• _THE PROBLEM_
For the entries below, the expected answer is the line with "PR #8992, opened 2024-12-02", the line with "The previous PR", and every line between them, exactly as written, and nothing more.

[Collected data entries]
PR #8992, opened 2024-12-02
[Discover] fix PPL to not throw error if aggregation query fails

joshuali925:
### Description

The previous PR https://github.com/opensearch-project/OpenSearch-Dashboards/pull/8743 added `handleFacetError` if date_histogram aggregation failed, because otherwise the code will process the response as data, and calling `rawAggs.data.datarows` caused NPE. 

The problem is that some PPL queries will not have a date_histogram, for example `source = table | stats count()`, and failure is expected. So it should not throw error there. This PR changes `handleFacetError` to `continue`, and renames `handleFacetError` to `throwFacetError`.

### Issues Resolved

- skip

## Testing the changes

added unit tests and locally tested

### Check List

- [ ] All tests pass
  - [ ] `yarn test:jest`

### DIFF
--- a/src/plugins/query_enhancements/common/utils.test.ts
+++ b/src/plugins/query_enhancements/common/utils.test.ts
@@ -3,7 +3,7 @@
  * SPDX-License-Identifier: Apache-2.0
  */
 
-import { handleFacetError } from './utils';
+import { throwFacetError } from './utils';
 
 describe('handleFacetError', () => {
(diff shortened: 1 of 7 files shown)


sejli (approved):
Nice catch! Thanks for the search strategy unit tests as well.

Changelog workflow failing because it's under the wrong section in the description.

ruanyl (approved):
* * *
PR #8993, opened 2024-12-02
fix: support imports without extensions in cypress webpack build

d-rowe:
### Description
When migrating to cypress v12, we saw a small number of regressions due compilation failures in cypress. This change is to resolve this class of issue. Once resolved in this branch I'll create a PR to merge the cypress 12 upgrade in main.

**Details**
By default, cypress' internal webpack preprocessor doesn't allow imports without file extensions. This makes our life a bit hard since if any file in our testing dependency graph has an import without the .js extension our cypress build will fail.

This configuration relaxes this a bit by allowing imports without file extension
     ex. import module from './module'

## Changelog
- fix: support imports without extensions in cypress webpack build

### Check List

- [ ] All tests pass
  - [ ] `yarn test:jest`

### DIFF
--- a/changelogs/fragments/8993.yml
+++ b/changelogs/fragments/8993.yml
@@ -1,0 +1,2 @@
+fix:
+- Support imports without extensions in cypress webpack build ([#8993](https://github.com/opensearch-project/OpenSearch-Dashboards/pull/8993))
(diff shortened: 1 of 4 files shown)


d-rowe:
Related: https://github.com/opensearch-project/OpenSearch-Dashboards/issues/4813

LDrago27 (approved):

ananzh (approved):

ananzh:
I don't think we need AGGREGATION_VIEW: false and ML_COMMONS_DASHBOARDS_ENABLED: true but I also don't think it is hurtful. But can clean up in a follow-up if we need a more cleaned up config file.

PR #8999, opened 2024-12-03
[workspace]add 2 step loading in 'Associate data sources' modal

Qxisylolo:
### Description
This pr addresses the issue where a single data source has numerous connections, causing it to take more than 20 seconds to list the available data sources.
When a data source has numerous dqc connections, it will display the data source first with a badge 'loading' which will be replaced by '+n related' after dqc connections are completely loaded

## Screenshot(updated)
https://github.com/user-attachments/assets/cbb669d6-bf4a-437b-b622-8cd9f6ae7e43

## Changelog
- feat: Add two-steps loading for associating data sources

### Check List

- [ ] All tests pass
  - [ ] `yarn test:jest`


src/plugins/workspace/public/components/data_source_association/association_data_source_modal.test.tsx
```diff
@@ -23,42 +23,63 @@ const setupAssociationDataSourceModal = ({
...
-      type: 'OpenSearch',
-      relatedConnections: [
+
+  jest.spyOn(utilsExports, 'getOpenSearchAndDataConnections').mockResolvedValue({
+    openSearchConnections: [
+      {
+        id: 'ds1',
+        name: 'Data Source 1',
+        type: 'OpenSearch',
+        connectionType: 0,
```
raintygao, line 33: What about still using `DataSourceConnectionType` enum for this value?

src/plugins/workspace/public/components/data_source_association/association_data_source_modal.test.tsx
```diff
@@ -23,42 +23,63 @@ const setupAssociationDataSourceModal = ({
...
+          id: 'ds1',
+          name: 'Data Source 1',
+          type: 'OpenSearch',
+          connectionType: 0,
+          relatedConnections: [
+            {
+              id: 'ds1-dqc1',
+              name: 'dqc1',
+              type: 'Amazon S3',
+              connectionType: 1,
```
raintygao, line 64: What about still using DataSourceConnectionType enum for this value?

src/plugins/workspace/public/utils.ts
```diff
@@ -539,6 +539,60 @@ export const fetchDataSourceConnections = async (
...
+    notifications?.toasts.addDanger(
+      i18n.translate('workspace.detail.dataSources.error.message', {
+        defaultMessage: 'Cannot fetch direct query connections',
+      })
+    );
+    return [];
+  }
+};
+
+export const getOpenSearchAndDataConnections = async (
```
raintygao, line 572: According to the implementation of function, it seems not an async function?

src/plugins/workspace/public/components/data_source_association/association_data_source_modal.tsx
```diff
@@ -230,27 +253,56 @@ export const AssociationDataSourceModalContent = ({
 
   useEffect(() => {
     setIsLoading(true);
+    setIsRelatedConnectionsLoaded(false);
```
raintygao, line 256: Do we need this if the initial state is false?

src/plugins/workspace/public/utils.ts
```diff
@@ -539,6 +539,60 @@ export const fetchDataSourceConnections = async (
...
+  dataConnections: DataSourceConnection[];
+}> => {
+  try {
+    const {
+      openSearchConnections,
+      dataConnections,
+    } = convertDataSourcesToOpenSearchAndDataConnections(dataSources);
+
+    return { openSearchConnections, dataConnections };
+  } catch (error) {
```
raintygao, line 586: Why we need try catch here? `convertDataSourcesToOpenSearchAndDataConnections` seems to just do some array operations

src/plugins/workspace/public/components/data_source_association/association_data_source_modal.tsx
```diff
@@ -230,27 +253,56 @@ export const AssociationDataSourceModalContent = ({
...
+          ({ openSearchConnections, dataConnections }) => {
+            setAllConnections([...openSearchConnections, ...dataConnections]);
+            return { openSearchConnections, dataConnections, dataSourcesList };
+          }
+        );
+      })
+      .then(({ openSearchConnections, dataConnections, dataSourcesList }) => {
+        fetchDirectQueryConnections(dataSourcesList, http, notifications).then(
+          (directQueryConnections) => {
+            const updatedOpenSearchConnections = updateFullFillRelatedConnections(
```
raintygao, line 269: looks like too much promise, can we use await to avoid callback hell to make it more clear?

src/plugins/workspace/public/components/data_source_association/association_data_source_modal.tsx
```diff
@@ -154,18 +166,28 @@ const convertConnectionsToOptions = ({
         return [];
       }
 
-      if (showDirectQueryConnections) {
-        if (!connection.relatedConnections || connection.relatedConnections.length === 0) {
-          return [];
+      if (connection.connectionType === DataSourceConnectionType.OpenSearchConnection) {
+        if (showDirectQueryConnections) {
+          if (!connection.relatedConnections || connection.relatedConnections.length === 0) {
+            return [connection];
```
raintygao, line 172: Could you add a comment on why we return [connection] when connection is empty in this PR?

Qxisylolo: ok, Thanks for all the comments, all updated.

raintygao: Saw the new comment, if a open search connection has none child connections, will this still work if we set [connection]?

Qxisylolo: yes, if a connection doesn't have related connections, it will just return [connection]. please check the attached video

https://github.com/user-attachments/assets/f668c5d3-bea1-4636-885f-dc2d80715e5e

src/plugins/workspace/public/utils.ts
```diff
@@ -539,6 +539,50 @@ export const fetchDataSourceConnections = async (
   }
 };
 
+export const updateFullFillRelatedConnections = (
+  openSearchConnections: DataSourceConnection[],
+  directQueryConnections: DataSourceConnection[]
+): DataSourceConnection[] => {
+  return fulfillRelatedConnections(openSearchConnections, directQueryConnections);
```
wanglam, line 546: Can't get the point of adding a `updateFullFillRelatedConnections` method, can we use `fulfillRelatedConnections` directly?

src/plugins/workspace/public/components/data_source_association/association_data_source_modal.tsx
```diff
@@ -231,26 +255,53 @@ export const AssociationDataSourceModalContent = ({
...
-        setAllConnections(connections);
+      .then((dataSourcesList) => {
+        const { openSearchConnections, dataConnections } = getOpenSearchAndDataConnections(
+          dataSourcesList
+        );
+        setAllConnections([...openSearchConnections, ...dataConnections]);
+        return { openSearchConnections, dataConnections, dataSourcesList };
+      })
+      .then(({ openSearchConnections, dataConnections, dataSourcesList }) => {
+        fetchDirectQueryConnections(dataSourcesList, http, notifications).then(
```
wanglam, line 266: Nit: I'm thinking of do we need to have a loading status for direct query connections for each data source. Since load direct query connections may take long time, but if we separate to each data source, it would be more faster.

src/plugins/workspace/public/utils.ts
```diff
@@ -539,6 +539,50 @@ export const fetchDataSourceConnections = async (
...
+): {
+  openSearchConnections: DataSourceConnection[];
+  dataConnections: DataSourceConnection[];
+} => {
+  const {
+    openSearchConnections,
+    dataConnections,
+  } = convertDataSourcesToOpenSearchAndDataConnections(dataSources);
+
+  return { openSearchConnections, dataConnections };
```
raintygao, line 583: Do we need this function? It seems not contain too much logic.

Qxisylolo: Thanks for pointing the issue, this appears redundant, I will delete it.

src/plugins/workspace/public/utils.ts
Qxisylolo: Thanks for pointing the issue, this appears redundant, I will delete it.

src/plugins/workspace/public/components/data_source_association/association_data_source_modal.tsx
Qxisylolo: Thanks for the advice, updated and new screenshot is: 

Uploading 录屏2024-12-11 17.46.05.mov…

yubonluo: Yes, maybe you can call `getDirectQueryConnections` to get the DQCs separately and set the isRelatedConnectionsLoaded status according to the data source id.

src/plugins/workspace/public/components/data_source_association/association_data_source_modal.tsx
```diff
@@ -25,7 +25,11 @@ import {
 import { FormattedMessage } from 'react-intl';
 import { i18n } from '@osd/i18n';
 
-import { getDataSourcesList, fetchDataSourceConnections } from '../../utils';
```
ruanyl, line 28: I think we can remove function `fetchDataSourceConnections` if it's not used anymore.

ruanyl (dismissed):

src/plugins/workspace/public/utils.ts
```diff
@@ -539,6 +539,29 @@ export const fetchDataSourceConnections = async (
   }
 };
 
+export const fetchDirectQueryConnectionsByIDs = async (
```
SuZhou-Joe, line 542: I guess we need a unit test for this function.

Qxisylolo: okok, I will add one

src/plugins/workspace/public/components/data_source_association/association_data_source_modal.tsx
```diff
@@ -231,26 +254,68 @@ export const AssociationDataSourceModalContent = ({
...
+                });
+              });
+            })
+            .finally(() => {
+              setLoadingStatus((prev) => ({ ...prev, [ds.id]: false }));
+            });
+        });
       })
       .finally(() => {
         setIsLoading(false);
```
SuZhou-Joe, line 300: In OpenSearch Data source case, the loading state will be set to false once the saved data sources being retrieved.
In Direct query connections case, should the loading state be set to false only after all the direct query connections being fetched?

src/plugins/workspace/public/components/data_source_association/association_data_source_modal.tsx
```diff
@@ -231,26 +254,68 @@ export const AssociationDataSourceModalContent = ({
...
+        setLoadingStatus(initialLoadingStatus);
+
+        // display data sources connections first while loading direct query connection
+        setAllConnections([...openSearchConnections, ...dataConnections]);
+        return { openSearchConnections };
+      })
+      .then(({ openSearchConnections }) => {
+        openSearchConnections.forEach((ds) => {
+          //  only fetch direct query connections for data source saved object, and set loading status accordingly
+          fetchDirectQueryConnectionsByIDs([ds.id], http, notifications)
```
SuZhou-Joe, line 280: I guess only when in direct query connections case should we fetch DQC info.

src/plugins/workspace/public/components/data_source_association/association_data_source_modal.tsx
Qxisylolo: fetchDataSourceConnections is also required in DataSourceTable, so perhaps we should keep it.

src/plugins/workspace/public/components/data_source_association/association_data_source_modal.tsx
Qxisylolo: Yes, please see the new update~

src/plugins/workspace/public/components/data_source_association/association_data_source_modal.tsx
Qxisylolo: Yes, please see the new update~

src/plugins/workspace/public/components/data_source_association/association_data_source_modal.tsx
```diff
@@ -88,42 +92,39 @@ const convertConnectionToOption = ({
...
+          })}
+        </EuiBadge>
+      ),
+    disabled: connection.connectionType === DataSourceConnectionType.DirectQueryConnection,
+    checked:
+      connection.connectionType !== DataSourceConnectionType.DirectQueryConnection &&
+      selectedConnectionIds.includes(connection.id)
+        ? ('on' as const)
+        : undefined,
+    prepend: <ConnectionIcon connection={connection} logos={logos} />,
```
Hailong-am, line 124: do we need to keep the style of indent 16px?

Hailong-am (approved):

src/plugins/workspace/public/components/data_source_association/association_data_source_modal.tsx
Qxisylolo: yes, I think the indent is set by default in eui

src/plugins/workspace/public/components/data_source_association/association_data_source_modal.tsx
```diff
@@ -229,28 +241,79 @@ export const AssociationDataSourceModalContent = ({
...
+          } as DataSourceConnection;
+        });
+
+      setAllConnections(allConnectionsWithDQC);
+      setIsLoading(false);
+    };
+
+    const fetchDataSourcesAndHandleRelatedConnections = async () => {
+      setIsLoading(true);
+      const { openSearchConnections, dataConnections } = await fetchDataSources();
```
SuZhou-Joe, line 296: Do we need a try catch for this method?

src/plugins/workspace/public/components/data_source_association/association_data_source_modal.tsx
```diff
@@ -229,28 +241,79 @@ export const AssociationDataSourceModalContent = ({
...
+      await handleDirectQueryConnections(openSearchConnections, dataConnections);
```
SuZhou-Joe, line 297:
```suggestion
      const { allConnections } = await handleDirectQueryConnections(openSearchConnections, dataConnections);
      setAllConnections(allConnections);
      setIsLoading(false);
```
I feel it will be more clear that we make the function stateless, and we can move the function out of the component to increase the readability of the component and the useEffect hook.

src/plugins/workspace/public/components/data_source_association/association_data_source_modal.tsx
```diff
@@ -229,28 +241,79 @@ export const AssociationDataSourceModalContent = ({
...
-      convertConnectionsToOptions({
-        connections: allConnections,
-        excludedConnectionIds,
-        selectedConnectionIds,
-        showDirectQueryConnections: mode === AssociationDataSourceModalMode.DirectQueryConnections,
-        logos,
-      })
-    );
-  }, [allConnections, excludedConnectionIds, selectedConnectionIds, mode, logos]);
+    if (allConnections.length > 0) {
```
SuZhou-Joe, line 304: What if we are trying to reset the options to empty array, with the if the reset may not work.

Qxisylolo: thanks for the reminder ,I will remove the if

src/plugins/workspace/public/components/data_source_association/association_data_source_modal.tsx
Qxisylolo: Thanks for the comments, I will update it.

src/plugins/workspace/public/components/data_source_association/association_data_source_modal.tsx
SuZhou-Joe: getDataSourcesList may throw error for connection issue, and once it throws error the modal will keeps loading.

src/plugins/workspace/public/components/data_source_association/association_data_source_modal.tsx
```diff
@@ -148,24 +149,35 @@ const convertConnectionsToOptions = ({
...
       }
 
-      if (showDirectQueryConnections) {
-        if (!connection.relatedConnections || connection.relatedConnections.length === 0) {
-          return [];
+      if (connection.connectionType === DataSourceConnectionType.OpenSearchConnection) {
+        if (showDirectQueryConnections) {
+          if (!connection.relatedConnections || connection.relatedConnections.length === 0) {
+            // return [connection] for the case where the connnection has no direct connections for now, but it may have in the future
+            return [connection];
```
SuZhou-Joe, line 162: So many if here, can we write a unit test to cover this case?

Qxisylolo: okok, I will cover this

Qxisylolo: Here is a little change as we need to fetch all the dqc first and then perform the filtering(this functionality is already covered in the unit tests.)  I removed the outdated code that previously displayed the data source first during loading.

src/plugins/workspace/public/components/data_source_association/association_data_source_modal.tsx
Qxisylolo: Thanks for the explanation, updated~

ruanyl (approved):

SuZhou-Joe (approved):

• _EXERCISE RESPONSE_
PR #8992, opened 2024-12-02
[Discover] fix PPL to not throw error if aggregation query fails

joshuali925:
### Description

The previous PR https://github.com/opensearch-project/OpenSearch-Dashboards/pull/8743 added `handleFacetError` if date_histogram aggregation failed, because otherwise the code will process the response as data, and calling `rawAggs.data.datarows` caused NPE. 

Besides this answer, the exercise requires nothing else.